- Logo
- Created by: Ellen Levy
- Developed by: Ellen Levy Haim Saban
- Directed by: Jerome Shaw
- Presented by: Laurie Faso
- Announcer: Dean Goss
- Theme music composer: Shuki Levy
- Country of origin: United States
- No. of episodes: 26

Production
- Executive producers: Haim Saban Andy Heyward
- Producer: David M. Greenfield
- Running time: 22–24 minutes
- Production companies: DIC Enterprises Saban Productions

Original release
- Network: NBC
- Release: September 12, 1987 – March 5, 1988

= I'm Telling! =

I'm Telling! is an American television game show, which ran from September 12, 1987 to March 5, 1988 on NBC Saturday mornings and was hosted by Laurie Faso with Dean Goss announcing.

The show is essentially a children's version of The Newlywed Game with young siblings playing instead of married couples. The show was produced by Saban Productions and DIC Enterprises.

==Gameplay==
===Main game===
Three teams competed, each often consisting of a brother and sister. The front game was played in two rounds.

In Round 1, the brothers were "teleported" to the "Isolation Zone" using special effects and a video edit (i.e., taken offstage to a soundproof room). One of three pun-styled categories was chosen at random by hitting a plunger, and Faso read a question loosely based on the chosen category. Three questions were played, with each sister choosing one category, and all three sisters responded to every question.

After the sisters' answers were recorded, the brothers were brought back onstage and asked the same three questions. If a brother's response matched his sister's, the team scored points (25 for the first question, 50 for the second, and 75 for the third). If the responses disagreed, no points were awarded. Round 2 was played in the same manner, but with the sisters taken offstage and the brothers providing initial answers. Question values were increased to 50, 75, and 150 points.

The game continued until both rounds were completed or one team had built up an insurmountable lead. The highest-scoring team received a $1,000 savings bond and advanced to the "Pick-A-Prize Arcade" for a chance to win bonus prizes. The other teams each received consolation prizes, including a copy of the I'm Telling! home game.

If two or all three teams were tied for first place after the second round, a tie-breaker question was asked to determine the winner. Before the show, the producers filled a large container with many of the same object and each team wrote down their guess at the number of objects. Whichever team came the closest to the actual number without going over advanced to the Pick-a-Prize Arcade.

===Pick-a-Prize Arcade===
At the end of the game, the set was rotated 180 degrees to reveal the Pick-a-Prize Arcade. Twenty prizes were displayed, 10 designated for each sibling; the brother's prizes sat on yellow platforms while the sister's sat on pink ones, and a strobe light and pushbutton were placed next to each prize. Prior to the show, each sibling chose the six prizes that he/she thought the other would most like to have.
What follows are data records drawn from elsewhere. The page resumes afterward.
PR #1395, opened 2023-07-19
[PF-2918] - Ignore boot service child command exit codes and log its stdout, stderr

rogerwangcs:
As reported in [PF-2918](https://broadworkbench.atlassian.net/browse/PF-2918), bucket mounting in workspaces with referenced resources that the mounting user does not have access to causes the `terra-instance-boot.service` to fail. This results the gcsfuse mount points for already mounted resources to die and result in `Transport endpoint is not connected` errors.

The startup script internal runs `terra resource mount`, which returns an exit code of 1 even if any of the resources do not mount due to permissions errors or 404 bucket errrors. This behavior is intentional and useful when the command is used in scripting. ~Instead of modifying the behavior of the CLI, we address the issue by adding a `-` to the terra startup service systemd unit, which tells systemd to ignore nonzero return codes and keep the service running.~ This change updates boot script so that child command exit codes are ignored and logged in the terra config folder.

[PF-2918]: https://broadworkbench.atlassian.net/browse/PF-2918?atlOrigin=eyJpIjoiNWRkNTljNzYxNjVmNDY3MDlhMDU5Y2ZhYzA5YTRkZjUiLCJwIjoiZ2l0aHViLWNvbS1KU1cifQ

### DIFF
--- a/service/src/main/java/bio/terra/workspace/service/resource/controlled/cloud/gcp/ainotebook/post-startup.sh
+++ b/service/src/main/java/bio/terra/workspace/service/resource/controlled/cloud/gcp/ainotebook/post-startup.sh
@@ -94,6 +94,7 @@ readonly USER_BASHRC="${USER_HOME_DIR}/.bashrc"
 readonly USER_BASH_PROFILE="${USER_HOME_DIR}/.bash_profile"
 
 readonly POST_STARTUP_OUTPUT_FILE="${USER_TERRA_CONFIG_DIR}/post-startup-output.txt"
+readonly TERRA_BOOT_SERVICE_OUTPUT_FILE="${USER_TERRA_CONFIG_DIR}/boot-output.txt"
 
 # When JupyterLab is provided by a Docker container, the default Deep Learning images
 # pick up jupyter_notebook_config.py provided by the host VM.
@@ -629,11 +630,17 @@ cat << EOF >"${TERRA_BOOT_SCRIPT}"
 #!/bin/bash
 # This script is run on instance boot to configure the instance for terra.
 
+# Send stdout and stderr from this script to a file for debugging.
+exec >> "${TERRA_BOOT_SERVICE_OUTPUT_FILE}"
+exec 2>&1
+
 # Pick up environment from the ~/.bashrc
 source "${USER_BASHRC}"
 
 # Mount terra workspace resources
 "${USER_HOME_LOCAL_BIN}/terra" resource mount
+
+exit 0
 EOF
 chmod +x "${TERRA_BOOT_SCRIPT}"
 chown ${JUPYTER_USER}:${JUPYTER_USER} "${TERRA_BOOT_SCRIPT}"
@@ -645,7 +652,7 @@ Description=Configure environment for terra
 After=jupyter.service
 
 [Service]
-ExecStart=-${TERRA_BOOT_SCRIPT}
+ExecStart=${TERRA_BOOT_SCRIPT}
 User=${JUPYTER_USER}
 RemainAfterExit=yes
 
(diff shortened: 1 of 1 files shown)


service/src/main/java/bio/terra/workspace/service/resource/controlled/cloud/gcp/ainotebook/post-startup.sh
```diff
@@ -645,7 +645,7 @@ Description=Configure environment for terra
 After=jupyter.service
 
 [Service]
-ExecStart=${TERRA_BOOT_SCRIPT}
+ExecStart=-${TERRA_BOOT_SCRIPT}
```
mbookman, line 648: My concern with this is that the TERRA_BOOT_SCRIPT could error out for many reasons, including syntax errors and other trivial bugs. We'd want to catch that and it would be better if we had some hard failures as a result. This doesn't necessarily get us there, but ignoring the exit code I think will be another mask.

Does `terra resource mount` have fine grained exit codes? It would be nice if it did map some errors to things like:

https://opensource.apple.com/source/xnu/xnu-201/bsd/sys/errno.h.auto.html

```
#define	ENOENT		2		/* No such file or directory */
...
#define	EACCES		13		/* Permission denied */
```

Then the TERRA_BOOT_SCRIPT could at least handle known things:
```
# Mount terra workspace resources
"${USER_HOME_LOCAL_BIN}/terra" resource mount
readonly MOUNT_RC="$?"

case "${MOUNT_RC}" in 
  # If a user doesn't have permissions or the bucket doesn't exist, don't error out here
  0) # EOK
  2) # ENOENT
  13) # EACCESS
    >&2 echo "Ignoring error from 'terra resource mount'"
    exit 0
    ;;
  *)
    >&2 echo "Unexpected error '${MOUNT_RC}' from 'terra resource mount'"
    exit 1
esac
```

What do you think?

mbookman (changes requested):

service/src/main/java/bio/terra/workspace/service/resource/controlled/cloud/gcp/ainotebook/post-startup.sh
rogerwangcs: Appreciate the quick review! Agree that this is the more correct approach. It would be good to add these return codes to single resource mounts. For mounting multiple resources, we aggregate the list of mount errors into a single return code. There aren't fine grained exit codes, It's essentially `1 if sum(exitCodes) > 1 else 0`. It's not clear to me how to best bubble up mount errors with varying causes. We could modify the behavior to only return a nonzero exit code if an _**unexpected**_ error occurs. Would that be a good intermediary solution?

amygdala: that seems reasonable to me fwiw

rogerwangcs: Made changes so that the boot service no longer ignores non zero exit codes from the boot script itself.

Errors in the script itself will prevent the service from running. Non zero exit codes from commands executed inside the boot script will no longer cause the service to fail, but instead be logged to `.terra/boot-output.txt` for debugging.

We don't want errors from child commands to break the service since they don't necessarily occur each vm startup and can likely be resolved by the user (in the case of mounting bad referenced buckets).

PTAL @wnojopra @amygdala

amygdala: This seems like a reasonable approach to me— if it later turns out that we want to bubble up some of the child errors differently, we can iterate.

amygdala (approved):

wnojopra (approved):
Thanks for making sure the errors don't get ignored.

The home audience was shown one sibling's choices, after which the other one selected six prizes by pushing their buttons. Every time the siblings' choices matched, a siren sounded and the light next to that prize flashed. After both siblings had taken a turn, the team won all prizes they had matched; if they made at least 10 matches between them, they won everything.

==Broadcast history==
The last first-run episode aired on March 5, 1988, and repeats aired until August 27. Reruns were seen on The Family Channel from September 9, 1989 to September 8, 1990; August 29, 1994 to September 30, 1995; and October 30, 1995 to March 29, 1996.

==Special episodes==
While most shows featured brother/sister teams, special episodes were also aired in order to accommodate siblings of the same gender, known as "Brothers' Day" or "Sisters' Day," in which the teams would be all male or all female respectively. Youthful stars of NBC's prime-time series also played with their real-life siblings on two episodes, known as "Celebrity Day". Each team played on behalf of a chosen charity, and the show donated $500 plus the value of all prizes won in the bonus round to the one represented by the winning team.

==Merchandise==
A board game was released by Pressman in 1987.